PR #772, opened 2026-07-30
feat: extract lifecycle hooks crate and add external script handlers

### LINKED ISSUE #768: [bamboo] feat: extract lifecycle hooks crate and add external script handlers
## Goal

Redesign lifecycle hooks around a dedicated `bamboo-hooks` crate and first-class
user script handlers without bundling a JavaScript, Python, or shell runtime.

### Dedicated crate

`bamboo-hooks` owns lifecycle event dispatch, matcher evaluation, configured
handler execution, the script protocol, bounded child-process capture, timeout
handling, and dry-run diagnostics. `bamboo-engine` retains the runtime seams and
effect application.

### Handler configuration

Existing command handlers remain supported:

```json
{
  "type": "command",
  "command": "./scripts/check-command.sh",
  "timeout_ms": 5000
}
```

Script handlers use a path and an optional runner:

```json
{
  "type": "script",
  "path": ".bamboo/hooks/check-command.js",
  "runner": "bun",
  "timeout_ms": 5000
}
```

`runner` defaults to `auto`:

- `.js`, `.mjs`, `.cjs`: `node`, then `bun run`; explicit `node` or `bun`
- `.py`: `python3`, then `python`; Windows also tries `py -3`
- `.sh`: the system sh/Bash-compatible runtime; explicit `bash`
- `.ps1`: `pwsh`, then Windows PowerShell; explicit `powershell`
- `.bat`, `.cmd`: `cmd.exe` on Windows; explicit `cmd`

Relative paths resolve from the session workspace, with the configured fallback
working directory used when no workspace is available.

### Process protocol and controls

- Bamboo writes one versioned JSON event envelope to stdin.
- The script may write one versioned JSON decision envelope to stdout.
- Exit `0` means success, exit `2` blocks with the stderr reason, and other
  failures remain fail-open.
- stdout and stderr are bounded independently to 64 KiB.
- Timeouts terminate the child process tree rather than only the direct child.
- Scripts receive `BAMBOO_SESSION_ID`, `BAMBOO_HOOK_EVENT`, and
  `BAMBOO_HOOK_SCRIPT`.
- Dry-run reports the resolved path, selected runner, attempted runtimes, and
  missing script/runtime diagnostics without executing the handler.

### Security boundary

External scripts are not a sandbox. They execute with the permissions of the
Bamboo process user and may access anything that user can access. This feature
only loads explicitly configured, user-owned global hooks. Trust and
project-local configuration policy remain tracked separately in #565.

## Compatibility

- Existing `command` handlers and lifecycle decision semantics remain intact.
- Bamboo does not bundle Node.js, Bun, Python, Bash, PowerShell, or cmd.
- A missing script or runtime produces a diagnostic and remains fail-open.
- `type: "script"` replaces the unmerged embedded-QuickJS design from the first
  implementation pass; no released configuration migration is required.

## Acceptance criteria

- [x] Lifecycle hook implementation is isolated in `bamboo-hooks`.
- [x] Existing command handlers keep working.
- [x] Script handlers support JS, Python, sh, PowerShell, bat, and cmd files.
- [x] Automatic and explicit runtime selection are validated.
- [x] The stdin/stdout protocol, output limits, timeout, and process-tree cleanup
      are covered by tests.
- [x] Config validation and dry-run return structured field diagnostics.
- [x] User-facing configuration, protocol, and security documentation are
      updated.
- [x] Required GitHub checks pass at the exact PR head.

## Related work

- #548 lifecycle hooks foundation
- #565 project trust and local configuration policy

bigduu:
Closes #768

## Summary

- Extract lifecycle hook dispatch and configured-handler execution into the standalone `bamboo-hooks` crate.
- Add external script handlers for JavaScript, Python, sh, PowerShell, bat, and cmd files, using system-installed runtimes rather than an embedded engine.
- Add automatic or explicit runner selection, workspace-relative path resolution, a versioned JSON stdin/stdout protocol, bounded output, and a wall-clock deadline that covers process completion plus stdin/stdout/stderr handling.
- Terminate complete hook process trees on timeout: Unix process groups and Windows Job Objects remain killable even after the direct runtime parent exits.
- Extend configuration validation and dry-run diagnostics, re-export the public hook types through engine/SDK/root facades, and document the execution and security contracts.
- Remove the earlier QuickJS implementation and all `rquickjs` dependencies.

## Configuration

```json
{
  "type": "script",
  "path": ".bamboo/hooks/check-command.js",
  "runner": "bun",
  "timeout_ms": 5000
}
```

`runner` defaults to `auto`: JS tries Node.js then Bun, Python tries available system Python launchers, sh uses a Bash-compatible shell, PowerShell tries `pwsh` then Windows PowerShell, and bat/cmd uses `cmd.exe` on Windows. Existing `type: "command"` handlers are unchanged.

External scripts are intentionally not sandboxed. They run with Bamboo's process-user permissions, and a missing script or runtime is reported as a fail-open diagnostic.

## Test plan

- [x] `cargo metadata --locked --all-features --format-version 1`
- [x] CI-equivalent all-feature Clippy command
- [x] `cargo test -p bamboo-hooks --all-features` (32 tests)
- [x] `cargo test --all-features --lib --tests`
- [x] `cargo test --tests`
- [x] `cargo build --examples`
- [x] `python3 -m unittest discover -s scripts/tests -p 'test_*.py'`
- [x] `python3 scripts/check-msrv.py`
- [x] `cargo +1.95.0 check --locked --workspace --all-targets --all-features`
- [x] `cargo check -p bamboo-hooks --all-features --target x86_64-pc-windows-gnu`
- [x] `cargo doc --no-deps`
- [x] `cargo audit`

The Windows-specific Job Object implementation cross-compiles with the GNU target. A local MSVC target check on macOS reaches native dependency compilation but cannot provide the MSVC C sysroot; Windows CI provides the authoritative native validation.


bigduu (commented):
Blocking review finding below. I am not approving this head or changing `review:needed` / `review:agent`. The focused `bamboo-hooks` suite passes (28/28), but its timeout tests only cover a still-running parent process. After this is fixed, the branch also needs to be updated from current `dev` and rechecked at the new exact head.

crates/infra/bamboo-hooks/src/configured.rs
```diff
@@ -0,0 +1,2179 @@
...
+
+    let input_task = tokio::spawn(async move {
+        let result = stdin.write_all(&input).await;
+        let _ = stdin.shutdown().await;
+        result
+    });
+    let stdout_task = tokio::spawn(read_capped(stdout));
+    let stderr_task = tokio::spawn(read_capped(stderr));
+
+    let (status, timed_out) = match tokio::time::timeout(timeout, child.wait()).await {
```
bigduu: [P1] Keep output draining inside the hook deadline

The timeout only wraps `child.wait()`. A user script can spawn a descendant that inherits stdout/stderr and then let the runtime parent exit; `child.wait()` returns successfully before the deadline, so the timeout branch never kills the process tree, while the subsequent unbounded `stdout_task.await` / `stderr_task.await` waits until that descendant closes the pipes. With a 25 ms hook timeout, a Node script that spawns `sleep 2` with inherited stdout takes about 2 seconds here; a long-lived descendant wedges the lifecycle event indefinitely. This violates the documented wall-clock deadline and process-tree cleanup contract.

Please keep the deadline active through process wait plus stdin/stdout/stderr completion and add a regression test where the parent exits while a descendant holds a captured pipe open. The cleanup path also needs a Windows-safe way to terminate that already-orphaned descendant: once the direct parent has exited, `taskkill /T /PID <parent>` may no longer have a live parent PID from which to discover the tree, so simply moving the existing call after the drain timeout is not sufficient cross-platform.

bigduu: Fixed in 768c66ab. The wall-clock deadline now covers the direct child wait, stdin writing, and both stdout/stderr drains. On Unix, Bamboo retains and kills the process group even after the direct parent exits; on Windows, it creates a Job Object, assigns the suspended child before resuming it, and terminates the job on timeout. Added script_timeout_covers_descendant_pipe_drain_and_kills_tree; all 29 bamboo-hooks tests and the full local CI-equivalent suites pass.

bigduu (commented):
Agent re-review completed at exact head `2f1aacda26524970ec610880d88d3da827a8b3a7` against `dev` `486d67fc15a6ba8d6576e9393b205175baad68b3`. No remaining findings. Rechecked the standalone `bamboo-hooks` boundary, system-runtime selection for JS/Python/sh/PowerShell/bat/cmd, command-handler compatibility, bounded protocol/output semantics, and the full wall-clock/process-tree timeout cleanup (including descendants holding inherited pipes). The focused 32-test hook suite, the full local all-feature lib/test suite, formatting, strict Clippy, metadata/MSRV/docs/audit/cross-target checks, and all exact-head GitHub CI/CodeQL checks pass. The prior blocking thread is resolved and outdated.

==*==

**What to produce:** Above are some records; copy exactly the lines from the one with "crates/infra/bamboo-hooks/src/configured.rs" through the one with "Please keep the", both included, and no others.

**Written response:**
crates/infra/bamboo-hooks/src/configured.rs
```diff
@@ -0,0 +1,2179 @@
...
+
+    let input_task = tokio::spawn(async move {
+        let result = stdin.write_all(&input).await;
+        let _ = stdin.shutdown().await;
+        result
+    });
+    let stdout_task = tokio::spawn(read_capped(stdout));
+    let stderr_task = tokio::spawn(read_capped(stderr));
+
+    let (status, timed_out) = match tokio::time::timeout(timeout, child.wait()).await {
```
bigduu: [P1] Keep output draining inside the hook deadline

The timeout only wraps `child.wait()`. A user script can spawn a descendant that inherits stdout/stderr and then let the runtime parent exit; `child.wait()` returns successfully before the deadline, so the timeout branch never kills the process tree, while the subsequent unbounded `stdout_task.await` / `stderr_task.await` waits until that descendant closes the pipes. With a 25 ms hook timeout, a Node script that spawns `sleep 2` with inherited stdout takes about 2 seconds here; a long-lived descendant wedges the lifecycle event indefinitely. This violates the documented wall-clock deadline and process-tree cleanup contract.

Please keep the deadline active through process wait plus stdin/stdout/stderr completion and add a regression test where the parent exits while a descendant holds a captured pipe open. The cleanup path also needs a Windows-safe way to terminate that already-orphaned descendant: once the direct parent has exited, `taskkill /T /PID <parent>` may no longer have a live parent PID from which to discover the tree, so simply moving the existing call after the drain timeout is not sufficient cross-platform.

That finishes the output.